Introduction: Large anterior skull base (ASB) meningiomas are occasionally highly vascular, and
are supplied predominantly by the anterior and posterior ethmoidal arteries which
are branches of the ophthalmic artery. Effective preoperative embolization of these
lesions is thwarted by concerns of retrograde embolization of the ophthalmic artery
with visual loss or blindness. The standard goal of early intraoperative devascularization
of these meningiomas at the basal dural attachment is often difficult until there
has been substantial tumor decompression. As such, resection of these lesions is often
coupled with lengthy operative times and significant blood loss. Endoscopic transnasal
approaches provide direct access to the ethmoidal arteries, and ASB meningiomas are
largely devascularized early on in the course of surgical resection. However, endoscopic
resection of larger ASB meningiomas has been associated with lengthy resection times,
subtotal resection, and increased rate of postoperative CSF leak. In an effort to
decrease operative time and blood loss we have adopted a surgical strategy that incorporates
endoscopic transnasal devascularization of the tumor as a means to complement the
strengths of an open surgical approach. We present our institutional experience with
two cases in which we treated large (>4 cm) ASB meningiomas with a combined approach—endoscopic
transnasal sacrifice of the anterior and posterior ethmoidal arteries followed by
open subfrontal resection.
Methods: Two patients with large ASB meningiomas underwent endoscopic transnasal ligation
of the bilateral anterior and posterior ethmoidal arteries. Immediately afterwards,
both patients underwent a subfrontal approach (one bifrontal craniotomy, one unilateral
FTOZ) for tumor resection.
Results: Endoscopic transnasal ligation was performed successfully in both patients. Subsequent
surgical resection was completed in ~4.5 hours with an estimated blood loss of 150cc
in each case. A complete resection was obtained in one of the patients, and a small
dural tail remained in the other (contralateral to the side of approach).

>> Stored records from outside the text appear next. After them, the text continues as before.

Issue #220, opened 2026-07-13
Project layer — environment patch + dual-home resolution + CLI additions (M2.5)


CiroGamboa:
Follow-up to the loader PR ([#211](https://github.com/Toloka/tolokaforge/issues/211)) picking up the schema-shape and CLI additions from the [canonical Project design](https://github.com/Toloka/tolokaforge/blob/main/docs/architecture/PROJECTS.md). Kept out of the loader PR to preserve its reviewed shape.

Blocks the isolation redesign ([#212](https://github.com/Toloka/tolokaforge/issues/212)).

## Sub-issues (one PR each)

- [ ] #223 — EnvironmentPatch + resolve() + stack sub-object
- [ ] #224 — Schema-shape reservations + task-schema relaxation
- [ ] #225 — Dual-home knob resolution
- [ ] #226 — `${VAR}` interpolation + `--workers` CLI flag
- [ ] #227 — `tolokaforge assets stamp` verb

## What lands (rollup across sub-issues)

**Schema shape:**
- **`EnvironmentPatch` / `EnvironmentManifest` split** (#223). `EnvironmentPatch` is a new all-optional Pydantic model with no construction-time I/O; used as the type of `default_environment` and task `environment_manifest`. Today's `EnvironmentManifest` becomes the output of `resolve()` — a canonical document merging inputs, compose snapshot, and pinned seed digests.
- **`stack` sub-object** (#223). `compose_file`, `runner_service`, and `inputs` group under `default_environment.stack` with atomic replacement semantics.
- **`SecurityContext.run_as_user` / `run_as_group` widened** to `int | str` (#224).
- **Task-schema relaxation** (#224). `TaskConfig.name` and `.category` demoted from required. Minimal task is now `task_id + description`.
- **Shape reservations** (#224). `agent` / `judge` forbidden as actor names now; roster ⊆ `models` cross-check; `actors.<name>.tools` / `.service` reserved keys; backend-capability entry shape validated (`string | {name: params}`); typed seed-registry entries (`{path, kind}` or bare-string shorthand).

**Dual-home knob resolution (aliases + warnings)** (#225):
- `compute.*` canonical for workers / max_budget_usd / max_requests_per_second / max_attempt_retries.
- `storage.queue.*` canonical for the queue backend + DSN.
- `OrchestratorConfig` counterparts become read-time aliases with `DeprecationWarning`.
[...]

Issue #214, opened 2026-07-10
Project layer — retire legacy aliases (M5)


CiroGamboa:
> **See [PR #216](https://github.com/Toloka/tolokaforge/pull/216) for the canonical design.** This issue tracks the M5 milestone as revised in that PR.

Cleanup PR that fires after the v1 release window closes. Removes every deprecation alias introduced during M1 → M4.

## What lands

**Aliases retired:**
- `evaluation.task_packs` alias — `evaluation.projects` is canonical (introduced M2).
- `run_config/` (singular) directory alias — `run_configs/` (plural) is canonical (introduced M2).
- `orchestrator.runtime` operator override (introduced M3).
- `OrchestratorConfig.workers` / `max_budget_usd` / `max_requests_per_second` / `max_attempt_retries` / `queue_backend` / `queue_postgres_dsn` aliases — `compute.*` and `storage.queue.*` are canonical (introduced M2.5).
- `OrchestratorConfig.stuck_heuristics` alias — `task_defaults.stuck_heuristics` is canonical (introduced M2.5).
- `TaskDefaults.user_simulator` alias — `actors.user` is canonical (introduced M4).
- `security_context_defaults.user` / `.group` aliases — `run_as_user` / `run_as_group` canonical (introduced M4).
- Uppercase `network_policy` values (`NO_INTERNET`, etc.) — lowercase (`no_internet`, ...) canonical (introduced M4).
- Flat `default_environment.compose_file` / `runner_service` / `inputs` shape — `stack` sub-object canonical (introduced M2.5).

**CLI env-var overrides retired:**
- `USER_MODEL` / `JUDGE_MODEL` env-vars no longer override model choice. Model choices belong in version-controlled run configs.

**Docs / fixtures:**
- Delete `docs/TASK_PACKS.md` (after grep confirms no in-tree links).
- Clear `tolokaforge/core/deprecations.py` entries (delete the module if empty).
- Remove migration test fixtures that only exercised legacy paths.

## Depends on

M4 (#213) shipping in a released version, plus the deprecation-window release cycle closing per repo release policy. Ciro handles releases; this milestone stays queued until the window is confirmed closed.

## Ship condition

- No `DeprecationWarning` emitted anywhere in CI logs on a fresh run.
- `grep -r "task_packs\|run_config/" tolokaforge/ examples/ docs/` returns nothing beyond historical ADR / commit references.

CiroGamboa:
[...]

Issue #213, opened 2026-07-10
Project layer — strict schema + example-pack migration (M4)


CiroGamboa:
> **See [PR #216](https://github.com/Toloka/tolokaforge/pull/216) for the canonical design.** This issue tracks the M4 milestone as revised in that PR.

Turns on strict schema validation. Lands the schema-shape renames that were name-squatted in M2.5. Migrates every example pack under `examples/native/` to the canonical shape in the same PR so CI stays green.

## Strict schema

- `model_config = ConfigDict(extra="forbid")` on every Project-layer Pydantic model.
- Loader error surface: names the file, the offending key, and the closest schema match (`difflib.get_close_matches`).
- Consolidate every deprecation alias into `tolokaforge/core/deprecations.py`.

## Schema shape renames — activated with legacy aliases

- `task_defaults.actors.<name>` — `actors.user` binds to today's simulator config; `TaskDefaults.user_simulator` becomes a legacy alias (read-time coercion with `DeprecationWarning`). `agent`/`judge` names remain reserved (already forbidden in M2.5).
- `network_policy` lowercase values (`no_internet`, `limited_internet`, `full_internet`); uppercase legacy values accepted with `DeprecationWarning`.
- `security_context_defaults.user` / `.group` → `.run_as_user` / `.run_as_group` (alias with warning).
- `default_environment.stack` sub-object becomes the only shape (co-existed alongside the flat shape as of M2.5; M4 warns on the flat keys).

## Example-pack migration

Every pack under `examples/native/` migrated in the same PR under the canonical shape:
- `project.yaml` at pack root using `stack` sub-object, `actors.user`, `assets.seeds` (where reset is needed).
- `run_config/` → `run_configs/`.
- `evaluation.task_packs` → `evaluation.projects`.
- README updated to describe the base+delta model.
- Compose files stripped of any isolation semantics — moved to manifest `services` entries.
- Grading files rewritten to structured `Rubric` / `Criterion` shape (aligning with runner-side grading model).
- `example-microservices-pack`: two tasks (`agent_flow_setup`, `agent_flow_verify`) dropped — cross-task stack persistence is deferred to 0.13.0.

`docs/TASK_PACKS.md` deletion is deferred to M5 (#214).

## Removed here

- The transitional synthesised default project from M2. Packs without `project.yaml` fail loud at load. Since every in-tree pack is migrated in this same PR, CI stays green.

## Real-task regression coverage

[...]

Issue #212, opened 2026-07-10
Project layer — isolation redesign + reset primitives (M3)


CiroGamboa:
> **See [PR #216](https://github.com/Toloka/tolokaforge/pull/216) for the canonical design.** This issue tracks the M3 milestone as revised in that PR.

Backend mode becomes task-driven. Per-service isolation semantics live in the manifest — **not** in compose-file labels. Reset primitives are replaced by seed-backed reset recipes. New backend-capabilities scaffolding. Content-addressed environment identity added as an additive helper.

## Isolation

- Backend selection reads the resolved tasks: any task requiring `per_trial` → `PerTrialRuntimeBackend`; otherwise `SharedStackRuntimeBackend`.
- Per-service semantics live in `default_environment.services.<name>.isolation` (`shared` / `reset` / `ephemeral`). Compose files carry **zero** isolation semantics — the manifest is the only home.
- Default remains `per_trial` per ADR-0009 (earlier `shared_ok`-default proposal is withdrawn — safe by default; relaxations are explicit reviewable labels). Services without a manifest entry default to `ephemeral`.
- Task overrides layer via `TaskConfig.environment_manifest.services` — the patch merges over `default_environment.services`.
- Requires an ADR amending ADR-0018 before this milestone lands.
- `orchestrator.runtime` becomes a deprecated operator override with `DeprecationWarning` (retired in M5).

## Seed-backed reset recipes

- `default_environment.services.<name>.reset.seed: "<seed_name>"` points at an entry in `assets.seeds`.
- `assets.seeds.<name>` shape: `{path, kind, digest}`. Digest (`sha256:...`) verified at load; swap without re-stamping fails loud.
- Kind vocabulary (v1): `sql_dump`, `filesystem_dir`, `redis_dump`, `bare`. Kind determines overlay semantics.
- Dispatchers live under `tolokaforge/runtime/reset_recipes/` (one module per kind).
- Replaces the earlier "closed enum of primitives" plan — the registry is more expressive and decouples "what state to restore" from "how to apply it."

## Backend capabilities scaffolding

- New optional field on run config: `compute.capabilities: list[str | dict[str, dict]]` — bare `"name"` or `{"name": {params}}`.
- Registry at `tolokaforge/core/backend_capabilities.py` owns the vocabulary.
- Admission: at run-start the selected provider advertises its capability set; request ⊆ advertise or fail loud.
[...]

PR #240, opened 2026-07-13
feat(schema): actor/seed/capability reservations + task-schema relaxation

### LINKED ISSUE #224: M2.5 (2/5) — Schema-shape reservations + task-schema relaxation

CiroGamboa:
Schema-only. Zero behaviour change. Name-squats the shapes later milestones will fill in, and demotes over-required fields on \`TaskConfig\`.

Closes #224 (child of #220).

## Summary

- **`actors` map on `TaskDefaults` + `TaskConfig`** — new \`ActorSpec\` model mirroring today's \`UserSimulatorConfig\` fields (all optional, \`extra=\"forbid\"\` so sub-keys \`tools\`/\`service\` are rejected today). Map-level validator rejects reserved names \`agent\` and \`judge\`.
- **Roster ⊆ models cross-check** — \`validate_actor_roster_subset_of_models\` runs from \`load_effective_run_config\` after the project × run-config merge. Every \`actors.<name>\` with \`mode == \"llm\"\` must have a matching entry in \`models\`; scripted actors are exempt.
- **\`ComputeConfig.capabilities: list[Any]\`** — accepts bare-string entries or single-key \`{\"name\": {params}}\` dicts. Custom \`field_validator\` emits context-rich errors instead of Pydantic's union-resolution noise. No registry / admission gate this PR.
- **Typed seed-registry** — new \`SeedRef\` (full \`{path, kind, digest?}\` form + bare-string shorthand with kind inferred from \`.sql\`/\`.rdb\`; other extensions require the full form) and \`AssetsConfig\` on \`ProjectConfig.assets\`. Digest verification lands with reset recipes.
- **Path anchoring for seeds** — \`_resolve_project_paths\` walks \`assets.seeds.<name>.path\` (dict + bare-string) so seed paths are absolute after load.
- **\`TaskConfig.name\` and \`.category\` demoted** to \`str | None = None\`. Minimal task = \`task_id + description\`. Existing consumers already fall back defensively.
- **\`SecurityContext.run_as_user\` / \`run_as_group\`** widened to \`int | str | None\` — usernames like \`\"toloka\"\` are common; the substrate resolves to numeric UID at materialisation.

## Test plan

- [x] \`uv run pytest tests/unit/ tests/canonical/\` — 2640 passed, 1 skipped (+35 new).
- [x] New \`tests/unit/test_schema_reservations.py\` — 29 tests covering ActorSpec, actors reservation, ComputeConfig capabilities, SeedRef shorthand + full form + ambiguous extension, AssetsConfig, ProjectConfig.assets, minimal TaskConfig, SecurityContext widening.
- [x] Roster ⊆ models tests added to \`test_project_loader_end_to_end.py\` (positive, negative, scripted-exempt, no-actors no-op).
- [x] Asset-path anchoring tests (dict form + bare-string shorthand).
- [x] Manual: \`load_project_config('examples/native/example-microservices-pack/project.yaml')\` populates \`assets.seeds.app_baseline\` (with sha256 digest) and \`task_defaults.actors.user\`. Both were silently dropped before this PR.
- [x] Canonical snapshots refreshed for the new optional \`actors\` field on serialised \`TaskConfig\`.
- [x] \`ruff check\` + \`ruff format --check\` clean on touched files.

## Not in scope

- Binding \`actors.user\` to today's \`user_simulator\` runtime — both co-exist during the deprecation window; the rename lands with the strict-schema milestone (#213).
- Capability registry lookup / admission gate — isolation redesign (#212).
- Seed digest verification + reset-recipe binding — #212.
- Retiring \`TaskConfig.user_simulator\` — cleanup milestone (#214), after the release window.

### DIFF
--- a/tests/canonical/snapshots/native_browser_basic/task_config.json
+++ b/tests/canonical/snapshots/native_browser_basic/task_config.json
@@ -1,4 +1,5 @@
 {
+  "actors": null,
   "adapter_settings": null,
   "adapter_type": "native",
   "category": "test",
--- a/tests/canonical/snapshots/native_calc_basic/task_config.json
+++ b/tests/canonical/snapshots/native_calc_basic/task_config.json
@@ -1,4 +1,5 @@
 {
+  "actors": null,
   "adapter_settings": null,
   "adapter_type": "native",
   "category": "test",
--- a/tests/canonical/snapshots/native_example_domain_case_a/task_config.json
+++ b/tests/canonical/snapshots/native_example_domain_case_a/task_config.json
@@ -1,4 +1,5 @@
 {
+  "actors": null,
   "adapter_settings": null,
   "adapter_type": "native",
   "category": "tool_use",
--- a/tests/canonical/snapshots/native_shop_orders_02/task_config.json
+++ b/tests/canonical/snapshots/native_shop_orders_02/task_config.json
@@ -1,4 +1,5 @@
 {
+  "actors": null,
   "adapter_settings": null,
   "adapter_type": "native",
   "category": "tool_use",
--- a/tests/canonical/snapshots/tbench_echo_hello/task_config.json
+++ b/tests/canonical/snapshots/tbench_echo_hello/task_config.json
@@ -1,4 +1,5 @@
 {
+  "actors": null,
   "adapter_settings": {
     "compose_file": "<ROOT>/tests/data/terminal_bench_tasks/echo-hello/docker-compose.yaml",
     "difficulty": "easy",
--- a/tests/unit/test_project_loader_end_to_end.py
+++ b/tests/unit/test_project_loader_end_to_end.py
@@ -442,6 +442,28 @@ class TestActorRosterSubsetOfModels:
         merged, _ = load_effective_run_config(run_cfg)
         assert merged == {}
 
+    def test_llm_actor_fails_when_models_is_empty(self, tmp_path: Path) -> None:
+        # Boundary case: `models: {}` is a valid mapping but has no
+        # entries. An llm actor still fails loud — pinning it explicitly
+        # so the "missing" branch isn't confused with a shape-error
+        # branch by a future refactor.
+        _write_yaml(
+            tmp_path / "project.yaml",
+            {
+                "name": "p",
+                "task_defaults": {
+                    "actors": {"user": {"mode": "llm", "persona": "curious"}},
+                },
+            },
+        )
+        run_cfg = tmp_path / "run_configs" / "dev.yaml"
+        _write_yaml(run_cfg, {"models": {}})
+
+        from tolokaforge.core.project_loader import load_effective_run_config
+
+        with pytest.raises(ValueError, match="not declared under `models`"):
+            load_effective_run_config(run_cfg)
+
     def test_malformed_models_block_is_a_load_error(self, tmp_path: Path) -> None:
         # A typo where `models:` is a list (or any non-mapping) would
         # confuse the roster check downstream — surface the shape error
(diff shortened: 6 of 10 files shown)


CiroGamboa:
Follow-up in \`83b7831\`: addressed the fail-fast nit on \`validate_actor_roster_subset_of_models\`.

Previously a malformed \`models\` block (e.g. a list where a mapping was meant) silently no-op'd the roster check; \`RunConfig(**merged)\` would still catch it, but the shape error surfaces cleaner if the check flags it at the exact site. Now raises \`ValueError\` naming the offending type; new positive test in \`test_project_loader_end_to_end.py\` covers the malformed-models path.

Second observation (\`list[Any]\` on \`ComputeConfig.capabilities\`) is a deliberate documented reservation shape — leaving as-is per the review's own note.

CiroGamboa:
Self-review follow-ups in \`9106f5b\`:

- **Roster-check docstring** pinned: the actor's map-key must appear as a key in \`models\`; \`ActorSpec\` has no \`.model\` field, so by-key match is the only decidable semantic today. Also flagged that the check covers project-level actors only — task-level \`TaskConfig.actors\` overrides are unenforced until the runtime binding lands.
- **Missing tests** added:
  - Positive: task-level \`actors\` with a non-reserved name parses on \`TaskConfig\` (mirrors the \`TaskDefaults\` positive test).
  - Parametrised across all four \`SeedKind\` values so a future narrowing doesn't silently drop authoring options.
  - Extension-lookup case-insensitivity (\`Foo.SQL\` → \`sql_dump\`).
  - Boundary: llm actor with \`models: {}\` fails loud with the "not declared under \`models\`" error — pins that "missing" isn't conflated with "wrong-key".

Full suite: 2648 passed / 1 skipped locally.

Conclusion: Endoscopic transnasal sacrifice of the anterior and posterior ethmoidal arteries
immediately prior to open surgical resection appears to be a safe alternative for
resection of large ASB meningiomas and may translate into shorter operative times
with lower blood loss. It is a novel strategy that combines the advantages of endoscopic,
microscopic, transfacial and transcranial techniques in a single operation.